PR #146, opened 2018-06-04
[ML-3775] Add "benchmarkId" to BenchmarkResult

ludatabricks:
benchmarkId is based on the benchmark name and a hashed value of params.


src/main/scala/com/databricks/spark/sql/perf/results.scala
```diff
@@ -83,7 +87,8 @@ case class BenchmarkResult(
     breakDown: Seq[BreakdownResult] = Nil,
     queryExecution: Option[String] = None,
     failure: Option[Failure] = None,
-    mlResult: Option[Array[MLMetric]] = None)
+    mlResult: Option[Array[MLMetric]] = None,
+    benchmarkId: String = null)
```
mengxr: `benchmarkId: Option[String] = None` to be consistent with other fields

src/main/scala/com/databricks/spark/sql/perf/results.scala
```diff
@@ -67,6 +67,10 @@ case class BenchmarkConfiguration(
  *               For example, it can be the number of rows generated by this query or
  *               the sum of hash values of rows generated by this query.
  * @param breakDown The breakdown results of the query plan tree.
+ * @param queryExecution The query execution plan.
+ * @param failure The failure message.
+ * @param mlResult The result metrics specific to MLlib.
+ * @param benchmarkId The unique benchmark ID.
```
mengxr: "Optionally an ID to identify a series of benchmark runs. In ML, this is generated based on the benchmark name and the hash value of params."

If you say "unique", you should state under what context it is unique. And we don't really guarantee uniqueness.

PR #147, opened 2018-06-07
[ML-3584] Added benchmarks to mllib-large.yaml for ALS

ludatabricks:
Benchmark for ALS is added to mllib-large.yaml.
Then parameters is based on the previous benchmarks for the Spark 2.2 QA. It has been tested for the stability under the same cluster setting for other benchmarks (classifcation).


mengxr:
LGTM. Merged.

PR #149, opened 2018-06-08
[ML-3585] Added benchmarks to mllib-large.yaml for clustering

ludatabricks:
Benchmark for clustering is added to mllib-large.yaml.
GaussianMixture, KMeans, and LDA are added. BisectingKMeans is missing in spark-sql-perf now. Need to be fixed in the following up JIRA: https://databricks.atlassian.net/browse/ML-3834
Then parameters is based on the previous benchmarks for the Spark 2.2 QA.


src/main/resources/com/databricks/spark/sql/perf/mllib/config/mllib-large.yaml
```diff
@@ -37,6 +37,28 @@ benchmarks:
...
       smoothing: 1.0
+  - name: clustering.GaussianMixture
+    params:
+      numExamples: 100000
+      numTestExamples: 100000
+      numFeatures: 1000
+      k: 10
+      maxIter: 10
+      tol: 0.01
+  - name: clustering.KMeans
```
mengxr: what is the dataset size for kmeans?

ludatabricks: The size is 1000000.

mengxr: But why it is not a param?

ludatabricks: We have some common default parameters:
common:
  numExamples: 1000000
  numTestExamples: 1000000
  numFeatures: 4000
  numPartitions: 64
  randomSeed: [1, 1, 1]

These will be the params for the benchmark call, but we don't need to write it for each case.

mengxr:
LGTM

____________________

Output the data in full, exactly as it stands.

- **SOLUTION TO THIS EXERCISE**:
PR #146, opened 2018-06-04
[ML-3775] Add "benchmarkId" to BenchmarkResult

ludatabricks:
benchmarkId is based on the benchmark name and a hashed value of params.


src/main/scala/com/databricks/spark/sql/perf/results.scala
```diff
@@ -83,7 +87,8 @@ case class BenchmarkResult(
     breakDown: Seq[BreakdownResult] = Nil,
     queryExecution: Option[String] = None,
     failure: Option[Failure] = None,
-    mlResult: Option[Array[MLMetric]] = None)
+    mlResult: Option[Array[MLMetric]] = None,
+    benchmarkId: String = null)
```
mengxr: `benchmarkId: Option[String] = None` to be consistent with other fields

src/main/scala/com/databricks/spark/sql/perf/results.scala
```diff
@@ -67,6 +67,10 @@ case class BenchmarkConfiguration(
  *               For example, it can be the number of rows generated by this query or
  *               the sum of hash values of rows generated by this query.
  * @param breakDown The breakdown results of the query plan tree.
+ * @param queryExecution The query execution plan.
+ * @param failure The failure message.
+ * @param mlResult The result metrics specific to MLlib.
+ * @param benchmarkId The unique benchmark ID.
```
mengxr: "Optionally an ID to identify a series of benchmark runs. In ML, this is generated based on the benchmark name and the hash value of params."

If you say "unique", you should state under what context it is unique. And we don't really guarantee uniqueness.

PR #147, opened 2018-06-07
[ML-3584] Added benchmarks to mllib-large.yaml for ALS

ludatabricks:
Benchmark for ALS is added to mllib-large.yaml.
Then parameters is based on the previous benchmarks for the Spark 2.2 QA. It has been tested for the stability under the same cluster setting for other benchmarks (classifcation).


mengxr:
LGTM. Merged.

PR #149, opened 2018-06-08
[ML-3585] Added benchmarks to mllib-large.yaml for clustering

ludatabricks:
Benchmark for clustering is added to mllib-large.yaml.
GaussianMixture, KMeans, and LDA are added. BisectingKMeans is missing in spark-sql-perf now. Need to be fixed in the following up JIRA: https://databricks.atlassian.net/browse/ML-3834
Then parameters is based on the previous benchmarks for the Spark 2.2 QA.


src/main/resources/com/databricks/spark/sql/perf/mllib/config/mllib-large.yaml
```diff
@@ -37,6 +37,28 @@ benchmarks:
...
       smoothing: 1.0
+  - name: clustering.GaussianMixture
+    params:
+      numExamples: 100000
+      numTestExamples: 100000
+      numFeatures: 1000
+      k: 10
+      maxIter: 10
+      tol: 0.01
+  - name: clustering.KMeans
```
mengxr: what is the dataset size for kmeans?

ludatabricks: The size is 1000000.

mengxr: But why it is not a param?

ludatabricks: We have some common default parameters:
common:
  numExamples: 1000000
  numTestExamples: 1000000
  numFeatures: 4000
  numPartitions: 64
  randomSeed: [1, 1, 1]

These will be the params for the benchmark call, but we don't need to write it for each case.

mengxr:
LGTM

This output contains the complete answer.